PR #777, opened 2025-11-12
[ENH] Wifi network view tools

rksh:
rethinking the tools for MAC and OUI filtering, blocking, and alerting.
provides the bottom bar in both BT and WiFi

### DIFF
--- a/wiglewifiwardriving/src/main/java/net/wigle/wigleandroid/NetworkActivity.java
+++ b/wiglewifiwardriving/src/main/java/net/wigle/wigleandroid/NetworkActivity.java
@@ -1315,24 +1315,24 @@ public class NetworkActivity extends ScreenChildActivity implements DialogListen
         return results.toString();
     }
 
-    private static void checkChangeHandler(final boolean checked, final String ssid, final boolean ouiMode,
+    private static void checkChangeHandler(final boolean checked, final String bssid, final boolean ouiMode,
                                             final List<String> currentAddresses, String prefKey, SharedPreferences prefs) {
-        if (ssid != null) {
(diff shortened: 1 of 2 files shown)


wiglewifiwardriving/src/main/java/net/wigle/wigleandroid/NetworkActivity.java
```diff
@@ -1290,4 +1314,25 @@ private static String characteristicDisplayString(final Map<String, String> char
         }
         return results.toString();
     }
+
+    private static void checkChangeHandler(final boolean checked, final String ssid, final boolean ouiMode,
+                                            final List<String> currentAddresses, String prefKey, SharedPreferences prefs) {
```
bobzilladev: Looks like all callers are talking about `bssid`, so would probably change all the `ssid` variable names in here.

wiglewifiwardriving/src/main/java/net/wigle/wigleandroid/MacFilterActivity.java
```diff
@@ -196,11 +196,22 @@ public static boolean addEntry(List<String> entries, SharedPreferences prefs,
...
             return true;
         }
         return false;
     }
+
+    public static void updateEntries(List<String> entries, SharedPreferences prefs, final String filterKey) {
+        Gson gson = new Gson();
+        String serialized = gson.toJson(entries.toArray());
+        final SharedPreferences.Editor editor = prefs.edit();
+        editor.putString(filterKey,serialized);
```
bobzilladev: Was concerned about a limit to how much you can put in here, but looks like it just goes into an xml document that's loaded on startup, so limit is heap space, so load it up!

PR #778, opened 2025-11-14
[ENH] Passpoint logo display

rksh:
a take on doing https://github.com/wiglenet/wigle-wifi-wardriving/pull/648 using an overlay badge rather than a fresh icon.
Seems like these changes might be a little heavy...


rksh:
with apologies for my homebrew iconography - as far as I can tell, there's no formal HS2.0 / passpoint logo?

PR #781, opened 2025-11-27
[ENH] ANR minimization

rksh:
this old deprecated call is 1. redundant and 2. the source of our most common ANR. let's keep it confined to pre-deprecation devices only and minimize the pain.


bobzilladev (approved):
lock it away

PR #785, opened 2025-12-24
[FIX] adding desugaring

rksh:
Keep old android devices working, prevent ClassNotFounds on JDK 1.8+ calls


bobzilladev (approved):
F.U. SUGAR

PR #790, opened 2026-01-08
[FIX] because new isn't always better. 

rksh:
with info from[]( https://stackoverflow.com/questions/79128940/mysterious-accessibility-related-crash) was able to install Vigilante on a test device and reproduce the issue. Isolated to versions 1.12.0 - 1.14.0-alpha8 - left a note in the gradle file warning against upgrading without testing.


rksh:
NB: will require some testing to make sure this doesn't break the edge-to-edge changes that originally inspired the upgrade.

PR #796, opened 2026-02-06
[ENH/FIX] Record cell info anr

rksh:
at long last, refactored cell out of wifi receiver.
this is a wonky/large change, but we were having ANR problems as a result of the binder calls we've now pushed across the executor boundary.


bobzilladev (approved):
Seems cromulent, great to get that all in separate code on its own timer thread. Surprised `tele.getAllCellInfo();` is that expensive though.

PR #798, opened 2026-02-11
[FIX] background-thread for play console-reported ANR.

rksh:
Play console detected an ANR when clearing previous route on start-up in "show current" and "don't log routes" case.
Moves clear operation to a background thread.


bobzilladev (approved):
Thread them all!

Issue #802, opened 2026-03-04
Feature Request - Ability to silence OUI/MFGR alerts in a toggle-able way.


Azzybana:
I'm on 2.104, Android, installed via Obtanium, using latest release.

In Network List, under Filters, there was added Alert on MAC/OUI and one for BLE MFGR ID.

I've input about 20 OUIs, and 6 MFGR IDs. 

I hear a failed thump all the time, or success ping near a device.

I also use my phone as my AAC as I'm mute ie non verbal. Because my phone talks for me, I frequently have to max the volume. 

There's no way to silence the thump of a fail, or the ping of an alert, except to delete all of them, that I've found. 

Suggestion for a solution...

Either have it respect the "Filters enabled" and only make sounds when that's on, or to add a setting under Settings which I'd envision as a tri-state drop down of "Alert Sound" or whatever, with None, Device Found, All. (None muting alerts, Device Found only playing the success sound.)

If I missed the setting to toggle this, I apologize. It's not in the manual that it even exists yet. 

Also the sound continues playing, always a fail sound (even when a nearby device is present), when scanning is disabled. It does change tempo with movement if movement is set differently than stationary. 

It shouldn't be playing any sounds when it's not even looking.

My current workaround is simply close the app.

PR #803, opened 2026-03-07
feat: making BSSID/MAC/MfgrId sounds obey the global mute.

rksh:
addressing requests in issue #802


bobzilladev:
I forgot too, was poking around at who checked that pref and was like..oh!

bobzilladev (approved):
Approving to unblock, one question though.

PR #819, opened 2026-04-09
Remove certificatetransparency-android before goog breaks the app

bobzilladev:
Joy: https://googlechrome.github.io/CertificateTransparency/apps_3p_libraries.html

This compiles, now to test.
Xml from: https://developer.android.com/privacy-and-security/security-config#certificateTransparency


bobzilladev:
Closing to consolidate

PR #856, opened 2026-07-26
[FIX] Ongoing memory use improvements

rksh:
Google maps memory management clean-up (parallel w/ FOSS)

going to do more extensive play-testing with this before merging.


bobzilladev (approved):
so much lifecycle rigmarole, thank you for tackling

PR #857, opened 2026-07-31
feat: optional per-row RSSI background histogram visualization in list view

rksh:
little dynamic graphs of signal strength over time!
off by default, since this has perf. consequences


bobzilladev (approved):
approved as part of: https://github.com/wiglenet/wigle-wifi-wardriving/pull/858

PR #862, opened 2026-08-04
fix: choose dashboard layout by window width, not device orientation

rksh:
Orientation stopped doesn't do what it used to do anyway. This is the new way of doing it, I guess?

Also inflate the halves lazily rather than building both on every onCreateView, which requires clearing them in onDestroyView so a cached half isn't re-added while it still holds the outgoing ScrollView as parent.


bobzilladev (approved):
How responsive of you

ABOUT THIS TASK: Retype exactly the lines of the data above, starting at its first line and finishing with the line that has "String bssid, final" in it.

ANSWER:
PR #777, opened 2025-11-12
[ENH] Wifi network view tools

rksh:
rethinking the tools for MAC and OUI filtering, blocking, and alerting.
provides the bottom bar in both BT and WiFi

### DIFF
--- a/wiglewifiwardriving/src/main/java/net/wigle/wigleandroid/NetworkActivity.java
+++ b/wiglewifiwardriving/src/main/java/net/wigle/wigleandroid/NetworkActivity.java
@@ -1315,24 +1315,24 @@ public class NetworkActivity extends ScreenChildActivity implements DialogListen
         return results.toString();
     }
 
-    private static void checkChangeHandler(final boolean checked, final String ssid, final boolean ouiMode,
+    private static void checkChangeHandler(final boolean checked, final String bssid, final boolean ouiMode,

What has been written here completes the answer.